Role of interface hybridization on induced superconductivity in 2D heterostructures

Időpont: 
2025. 03. 21. 10:15
Hely: 
BME building F, seminar room of the Dept. of Theoretical Physics
Előadó: 
Anirban Das (BME)
A szeminárium részletei: 
https://physics.bme.hu/node/5772
Heterostructures between two-dimensional quantum spin Hall insulators (QSHIs) and superconducting materials can allow for the presence of Majorana fermions at their conducting edge states. Although a strong interface hybridization helps induce a reasonable superconducting gap on the topological material, the hybridization can modify the material’s electronic structure.
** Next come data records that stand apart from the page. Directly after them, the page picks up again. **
PR #4116, opened 2024-02-02
[C#] support record types

### LINKED ISSUE #3997: [c#] Record Types
https://learn.microsoft.com/en-us/dotnet/csharp/language-reference/builtin-types/record

tuxology:
- AST creation for two variants of `record` types
 - Tests
 
 Resolves #3997

### DIFF
--- a/joern-cli/frontends/csharpsrc2cpg/src/main/scala/io/joern/csharpsrc2cpg/astcreation/AstForDeclarationsCreator.scala
+++ b/joern-cli/frontends/csharpsrc2cpg/src/main/scala/io/joern/csharpsrc2cpg/astcreation/AstForDeclarationsCreator.scala
@@ -10,6 +10,7 @@ import io.shiftleft.codepropertygraph.generated.nodes.*
 import io.shiftleft.proto.cpg.Cpg.EvaluationStrategies
 
 import scala.util.Try
+import scala.collection.mutable.ArrayBuffer
 import io.joern.csharpsrc2cpg.CSharpOperators as CSharpOperators
 import io.joern.x2cpg.Defines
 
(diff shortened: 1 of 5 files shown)


joern-cli/frontends/csharpsrc2cpg/src/main/scala/io/joern/csharpsrc2cpg/astcreation/AstForDeclarationsCreator.scala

In this work, we utilize a realistic low-energy model with tunable interlayer hybridization to study the edge-state physics in a heterostructure between monolayer quantum spin Hall insulator 1T ′-WTe2 and s-wave superconductor 2H-NbSe2. We find that even in the presence of strong interlayer hybridization that renders the surface to become conducting, the edge state shows a significantly enhanced local density of states and induced superconductivity compared to the surface. We provide an alternate heterostructure geometry that can utilize the strong interlayer hybridization and realize a spatial interface between a regime with a clean QSHI gap and a topological conducting edge state.
 
References:
A. Das, B. Weber, & S. Mukherjee (2023). Role of interface hybridization on induced superconductivity in 1 T′-WTe 2 and 2 H-NbSe2 heterostructures. Physical Review B, 108(7), 075410.
Tao,  et al. "Multiband superconductivity in strongly hybridized 1T′-WTe 2/NbSe 2 heterostructures." Physical Review B 105.9 (2022):094512.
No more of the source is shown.